TASK REQUIREMENTS
Copy every line from the data below in which the string "adds" can be found.
[Start of Attachment]
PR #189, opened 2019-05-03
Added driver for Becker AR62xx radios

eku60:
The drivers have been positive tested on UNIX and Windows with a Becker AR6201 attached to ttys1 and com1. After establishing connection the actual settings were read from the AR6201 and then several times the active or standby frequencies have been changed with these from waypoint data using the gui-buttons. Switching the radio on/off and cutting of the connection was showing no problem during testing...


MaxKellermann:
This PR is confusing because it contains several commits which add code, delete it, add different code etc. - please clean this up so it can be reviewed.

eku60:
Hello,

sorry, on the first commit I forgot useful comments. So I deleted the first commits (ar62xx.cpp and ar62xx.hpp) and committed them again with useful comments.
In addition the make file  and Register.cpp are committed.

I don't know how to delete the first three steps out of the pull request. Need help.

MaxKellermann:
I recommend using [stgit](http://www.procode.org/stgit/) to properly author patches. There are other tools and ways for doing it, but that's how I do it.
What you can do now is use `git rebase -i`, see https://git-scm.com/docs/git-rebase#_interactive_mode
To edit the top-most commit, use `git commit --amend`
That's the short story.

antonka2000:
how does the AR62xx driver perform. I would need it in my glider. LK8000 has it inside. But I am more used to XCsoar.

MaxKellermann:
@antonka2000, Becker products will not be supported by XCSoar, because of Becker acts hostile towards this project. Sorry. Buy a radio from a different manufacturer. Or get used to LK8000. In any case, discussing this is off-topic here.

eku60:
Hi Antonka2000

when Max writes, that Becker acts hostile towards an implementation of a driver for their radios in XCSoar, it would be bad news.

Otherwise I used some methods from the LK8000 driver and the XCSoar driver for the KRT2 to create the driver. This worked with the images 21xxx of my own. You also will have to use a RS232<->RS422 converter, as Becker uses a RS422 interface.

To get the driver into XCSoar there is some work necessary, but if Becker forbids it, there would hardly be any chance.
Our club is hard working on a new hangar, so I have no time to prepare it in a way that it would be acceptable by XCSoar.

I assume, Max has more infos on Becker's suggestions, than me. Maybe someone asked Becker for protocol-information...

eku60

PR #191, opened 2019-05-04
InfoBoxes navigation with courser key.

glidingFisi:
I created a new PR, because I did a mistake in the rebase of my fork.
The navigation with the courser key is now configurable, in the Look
[End of Attachment]
[Start of Attachment]
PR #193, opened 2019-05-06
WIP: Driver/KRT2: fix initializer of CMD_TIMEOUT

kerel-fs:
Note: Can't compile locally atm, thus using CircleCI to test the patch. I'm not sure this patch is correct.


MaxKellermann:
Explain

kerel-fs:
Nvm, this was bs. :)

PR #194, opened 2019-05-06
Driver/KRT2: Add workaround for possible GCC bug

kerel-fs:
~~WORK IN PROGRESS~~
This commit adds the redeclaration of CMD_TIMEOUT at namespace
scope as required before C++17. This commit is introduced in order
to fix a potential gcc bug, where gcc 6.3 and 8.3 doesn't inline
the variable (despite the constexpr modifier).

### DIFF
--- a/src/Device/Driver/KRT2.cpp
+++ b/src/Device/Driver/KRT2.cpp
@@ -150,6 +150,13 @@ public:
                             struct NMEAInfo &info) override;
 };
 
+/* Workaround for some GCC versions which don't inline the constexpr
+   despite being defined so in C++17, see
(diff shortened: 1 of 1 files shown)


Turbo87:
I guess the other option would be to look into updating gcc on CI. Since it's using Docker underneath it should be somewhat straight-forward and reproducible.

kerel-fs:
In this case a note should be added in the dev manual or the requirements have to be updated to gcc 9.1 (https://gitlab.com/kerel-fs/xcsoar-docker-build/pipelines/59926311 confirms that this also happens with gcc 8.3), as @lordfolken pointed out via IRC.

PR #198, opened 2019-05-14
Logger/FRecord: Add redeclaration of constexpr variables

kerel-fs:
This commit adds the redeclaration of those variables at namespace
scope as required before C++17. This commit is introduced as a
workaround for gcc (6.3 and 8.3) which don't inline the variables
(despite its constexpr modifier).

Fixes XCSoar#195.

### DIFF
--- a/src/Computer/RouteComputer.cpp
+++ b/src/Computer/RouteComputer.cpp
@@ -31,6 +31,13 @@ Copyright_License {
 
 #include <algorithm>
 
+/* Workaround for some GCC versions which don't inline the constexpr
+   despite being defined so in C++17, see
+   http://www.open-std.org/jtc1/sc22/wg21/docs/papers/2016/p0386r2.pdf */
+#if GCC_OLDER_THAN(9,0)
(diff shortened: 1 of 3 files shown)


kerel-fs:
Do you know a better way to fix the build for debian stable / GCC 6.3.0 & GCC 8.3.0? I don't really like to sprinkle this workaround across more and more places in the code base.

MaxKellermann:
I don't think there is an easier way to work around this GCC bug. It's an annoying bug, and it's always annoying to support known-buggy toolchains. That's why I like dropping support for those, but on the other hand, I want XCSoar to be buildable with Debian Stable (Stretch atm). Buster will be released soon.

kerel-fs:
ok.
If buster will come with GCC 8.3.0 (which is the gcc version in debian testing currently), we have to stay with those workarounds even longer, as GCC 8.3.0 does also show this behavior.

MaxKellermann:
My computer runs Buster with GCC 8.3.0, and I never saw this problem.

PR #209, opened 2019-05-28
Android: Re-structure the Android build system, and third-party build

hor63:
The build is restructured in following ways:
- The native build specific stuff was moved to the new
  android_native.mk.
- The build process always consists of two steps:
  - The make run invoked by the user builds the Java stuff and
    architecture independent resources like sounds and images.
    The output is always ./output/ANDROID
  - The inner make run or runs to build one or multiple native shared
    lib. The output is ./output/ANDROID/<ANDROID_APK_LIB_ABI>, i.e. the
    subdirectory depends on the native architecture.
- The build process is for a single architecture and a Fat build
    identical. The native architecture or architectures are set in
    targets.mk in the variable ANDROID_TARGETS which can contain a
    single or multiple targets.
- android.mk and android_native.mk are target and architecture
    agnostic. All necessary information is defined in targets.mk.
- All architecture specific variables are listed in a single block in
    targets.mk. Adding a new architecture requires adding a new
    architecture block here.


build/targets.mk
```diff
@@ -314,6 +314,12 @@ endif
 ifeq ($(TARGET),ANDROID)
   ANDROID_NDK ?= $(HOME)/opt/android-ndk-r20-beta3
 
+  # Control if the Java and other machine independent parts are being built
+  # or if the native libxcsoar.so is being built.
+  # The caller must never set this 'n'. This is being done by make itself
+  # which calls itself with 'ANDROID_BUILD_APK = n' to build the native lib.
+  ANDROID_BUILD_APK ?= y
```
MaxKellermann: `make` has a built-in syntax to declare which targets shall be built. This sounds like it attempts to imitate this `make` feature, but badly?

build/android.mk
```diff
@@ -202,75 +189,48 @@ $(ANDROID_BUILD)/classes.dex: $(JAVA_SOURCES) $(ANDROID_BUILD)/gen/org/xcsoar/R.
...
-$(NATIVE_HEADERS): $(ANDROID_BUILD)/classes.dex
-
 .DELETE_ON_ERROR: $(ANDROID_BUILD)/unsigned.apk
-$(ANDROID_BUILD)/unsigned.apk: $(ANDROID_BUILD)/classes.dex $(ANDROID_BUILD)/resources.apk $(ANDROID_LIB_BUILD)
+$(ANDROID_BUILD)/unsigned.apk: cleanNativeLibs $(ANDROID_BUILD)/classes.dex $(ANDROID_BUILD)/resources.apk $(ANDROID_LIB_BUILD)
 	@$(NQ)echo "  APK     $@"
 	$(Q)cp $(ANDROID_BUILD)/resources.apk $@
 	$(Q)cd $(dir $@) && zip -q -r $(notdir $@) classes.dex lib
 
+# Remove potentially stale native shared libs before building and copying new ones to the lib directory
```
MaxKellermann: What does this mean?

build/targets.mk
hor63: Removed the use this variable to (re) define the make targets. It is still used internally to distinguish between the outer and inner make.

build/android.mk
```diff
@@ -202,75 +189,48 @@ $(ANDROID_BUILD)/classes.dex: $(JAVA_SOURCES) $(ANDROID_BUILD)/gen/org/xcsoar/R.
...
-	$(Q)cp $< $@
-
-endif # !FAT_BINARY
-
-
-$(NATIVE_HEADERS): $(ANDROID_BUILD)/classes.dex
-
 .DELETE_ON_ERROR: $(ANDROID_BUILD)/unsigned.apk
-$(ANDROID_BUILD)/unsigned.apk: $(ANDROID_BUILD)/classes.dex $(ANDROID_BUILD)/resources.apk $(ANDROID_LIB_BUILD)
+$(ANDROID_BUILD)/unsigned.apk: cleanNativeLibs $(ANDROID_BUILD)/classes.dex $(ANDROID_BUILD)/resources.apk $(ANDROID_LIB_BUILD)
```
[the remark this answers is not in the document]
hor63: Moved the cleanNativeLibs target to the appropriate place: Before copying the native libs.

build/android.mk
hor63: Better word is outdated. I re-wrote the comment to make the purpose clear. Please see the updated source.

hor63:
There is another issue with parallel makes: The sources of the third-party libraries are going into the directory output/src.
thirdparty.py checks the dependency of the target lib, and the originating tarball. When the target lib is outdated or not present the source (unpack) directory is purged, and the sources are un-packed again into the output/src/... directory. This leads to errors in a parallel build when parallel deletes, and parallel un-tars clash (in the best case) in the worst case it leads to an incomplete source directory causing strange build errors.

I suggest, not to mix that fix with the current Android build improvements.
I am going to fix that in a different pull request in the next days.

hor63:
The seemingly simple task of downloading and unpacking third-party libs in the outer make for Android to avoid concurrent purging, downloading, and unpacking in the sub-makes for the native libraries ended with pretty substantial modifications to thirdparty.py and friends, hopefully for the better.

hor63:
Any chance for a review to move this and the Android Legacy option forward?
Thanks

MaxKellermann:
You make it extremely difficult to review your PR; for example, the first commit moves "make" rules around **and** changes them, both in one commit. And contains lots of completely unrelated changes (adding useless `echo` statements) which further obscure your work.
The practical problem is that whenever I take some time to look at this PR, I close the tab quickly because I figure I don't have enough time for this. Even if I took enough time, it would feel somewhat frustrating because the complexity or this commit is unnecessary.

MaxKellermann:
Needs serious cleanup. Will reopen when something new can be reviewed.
[End of Attachment]
PROBLEM SOLUTION
This commit adds the redeclaration of CMD_TIMEOUT at namespace
This commit adds the redeclaration of those variables at namespace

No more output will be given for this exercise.